Phil Warnell said...

Hi Bee,

“To use your words, you'll have to ask yourself then whether the 'fundamental' quantities can change with time (meaning, e.g. new ones show up). And since they are fundamental, they can't change in a predictable way. This would be what I mean with 'strong emergence'.”

As I have mentioned many times I am certainly no guru in all this. Also, I may have gotten Smolin’s meaning all wrong. What I’m then left with is my own feeble notions. Whether or not the interactions of the fundamental are predictable I would say it has to do with if the quantities of each is relevant rather then the qualities. That is to say that even though there may exist what would truly be fundamentals, and all these fundamentals have quality(s) of there own; what we observe as emergent or phenomena may relate as much to the proportions they combine to form as to what we call that which is real. This is certainly not the task of philosophers to discover, yet rather the task of science. The job of philosophy is to remind the scientist not to limit what might form to be a possibility. What Einstein became aware of is that at such a tenuous moment as now it would be better if perhaps these people and their disciplines be more not less one in the same

Best,

Phil

Bee said...

“Magnetism is one of the Six Fundamental Forces of the Universe, with the other five being Gravity, Duct Tape, Whining, Remote Control, and The Force That Pulls Dogs Toward The Groins Of Strangers.”
~ Dave Barry

;-p

Garrett said...

Hi Sabine,

Thanks for describing the exciting career in mathematical modeling. (Boy was I confused when I first walked into that class at UCLA.)

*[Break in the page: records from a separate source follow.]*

Issue #3058, opened 2023-07-26
[BUG] Combinations of Physical Operators Causes Issues with Pegasus


shirly121:
**To Reproduce**
1. launch graph instance locally by running:
```
cd interactive_engine/executor/ir
RUST_LOG=INFO ./target/release/start_rpc_server --config ./integrated/config

cd interactive/compiler
make run
```
2. Submit the following gremlin query:
```
g.V().order().by('id', asc).limit(1).out().count()
```
<img width="872" alt="image" src="https://github.com/alibaba/GraphScope/assets/22363306/6be3d9aa-8648-41e1-8121-36cd0bcc2d99">

PR #3067, opened 2023-08-01
fix(interactive): fix a bug of count operator

lnfjpt:
## What do these changes do?
Fix communication bug in `count` operator. Add corresponding unit test.

## Related issue number

Fixes
https://github.com/alibaba/GraphScope/issues/3058

### DIFF
--- a/interactive_engine/executor/engine/pegasus/pegasus/src/progress.rs
+++ b/interactive_engine/executor/engine/pegasus/pegasus/src/progress.rs
@@ -268,11 +268,21 @@ impl EndOfScope {
     }
 
     pub(crate) fn contains_source(&self, src: u32) -> bool {
-        (self.tag.is_root() && src == 0)
-            || (!self.tag.is_root()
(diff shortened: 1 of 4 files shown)


interactive_engine/executor/engine/pegasus/pegasus/src/progress.rs
```diff
@@ -269,7 +269,10 @@ impl EndOfScope {
 
     pub(crate) fn contains_source(&self, src: u32) -> bool {
         (self.tag.is_root() && src == 0)
-            || (!self.tag.is_root() && self.peers.value() > 0 && self.peers.contains_source(src))
+            || (!self.tag.is_root()
```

One of the comics you posted was actually from xkcd:

http://xkcd.com/171/

xkcd is great. The other one I didn't recognize.

Best,
Garrett

Bee said...

Hi Garrett,

Thanks. I figured it was from xkcd, but couldn't find the exact link, I've updated this. The other one? In case you're referring to the one with the Garfield, that's a crime I committed myself for last week's post.

Yeah, actually when I read the chapter in the Miller & Page book about mathematical modelling I couldn't quite figure out what its supposed to be good for. Like, I also wouldn't take a lecture in 10 finger typing or so. So I thought I'd cook it up for a blog post.

Best,

Sabine

theoreticalminimum said...

May I recommend one book I have only partially skimmed through, but which I think might help towards understanding some of the questions that usually arise when thinking about these phenomena. It is "The Nonlinear Universe: Chaos, Emergence, Life", by Alwyn C. Scott.

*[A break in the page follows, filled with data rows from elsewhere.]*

PR #3088, opened 2023-08-08
feat(interactive): Support Optional Match and Where Not(subquery) in Compiler

shirly121:
## What do these changes do?
1. support optional match as left outer join 
2. support where(not(subquery)) which is converted to anti join by `NotExistToAntiJoinRule`
3. support `FilterIntoJoinRule` to push down filters into join (using calcite standard implementation)

## Related issue number

Fixes


interactive_engine/compiler/conf/ir.compiler.properties
```diff
@@ -16,7 +16,7 @@ pegasus.hosts: localhost:1234
 # graph.schema
 graph.schema: ../executor/ir/core/resource/modern_schema.json
 graph.store: exp
-graph.planner: {"isOn":true,"opt":"RBO","rules":["FilterMatchRule"]}
+graph.planner: {"isOn":true,"opt":"RBO","rules":["FilterIntoJoinRule", "FilterMatchRule", "NotExistToAntiJoinRule"]}
```
longbinlai, line 19: `NotExist` looks like a gremlin semantics. How about `NotMatch`?

shirly121: fix in https://github.com/alibaba/GraphScope/pull/3088/commits/03fed995ff05e005d1b37ca44ad19046dfa5ee24

longbinlai (approved):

I would be very interested to know what Gell-Mann, after that many years at the Santa-Fe, would be able to tell us about these kinds of phenomenological questions.

michaeldcassidy said...

emergence = emergences

no 'i'

Neil' said...

Here's my long-nursed question about string theory, which gets right to what is perhaps the ultimate "emergence and reductionism" issue: how to explain and predict how and why strings are and do as they do. Note that for example, a literal "string" we know is made of atoms in various arrangements, and those in turn of constituents (in everyday interactions, electrons being the most directly relevant.) Hence, we can predict and explain the properties of real strings and other everyday objects by building up from their constituents. We predict melting points, chemical reactions, elastic coefficients, magnetism, etc. But if strings are "fundamental" then there isn't anything they are "made of" to predict from, right? You could just decide to say, well strings are a given, a fait accompli. Then, once you pick a way for them to be, the rest follows.

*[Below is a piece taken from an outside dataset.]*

Issue #3100, opened 2023-08-11
[Bug/GIE]  `gs.interactive()` in python SDK reports error


longbinlai:
**Describe the bug**
Following the [instruction](https://graphscope.io/docs/latest/interactive_engine/getting_started),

That seems a bit arbitrary, doesn't it? Even if you need to avoid infinite causal turtle series, it just doesn't address the issue of the "logic behind" strings. I know that theorists look for some consistency about mathematical design in hypothesizing about strings etc., but we can imagine all sorts of such constructions. Just food for thought.

Also, at the higher level of emergence, I nominate superconductivity as a good candidate. It seems a delicate situation, involving odd collective behavior of charged particles, and isn't really fully understood. "Money quote" from Wikipedia:


... During the 1950s, theoretical condensed matter physicists arrived at a solid understanding of "conventional" superconductivity, through a pair of remarkable and important theories: the phenomenological Ginzburg-Landau theory (1950) and the microscopic BCS theory (1957). Generalizations of these theories form the basis for understanding the closely related phenomenon of superfluidity, because they fall into the Lambda transition universality class, but the extent to which similar generalizations can be applied to unconventional superconductors as well is still controversial. ...

Uncle Al said...

Given N physical dimensions, no fewer than N+1 points can have a chiral confiuration. Given N+2 points, chirality can continuously deform into its mirror image without passing through an achiral intermediate (J. Math. Chem. 17 185 (1995)). When does the flip occur?

Beware emergent phenomena. Physics thinks the world is continuous; recursion: See "recursion."

stefan said...

Dear Bee,


thanks for the careful discussion of the different instances of "emergence"! It seems to me that to have "strong emergence", one just may be missing some important ingredient in the model, or even the theory, just as you said - or, as the example with the mosaic photo shows, that there is some "designer" ;-).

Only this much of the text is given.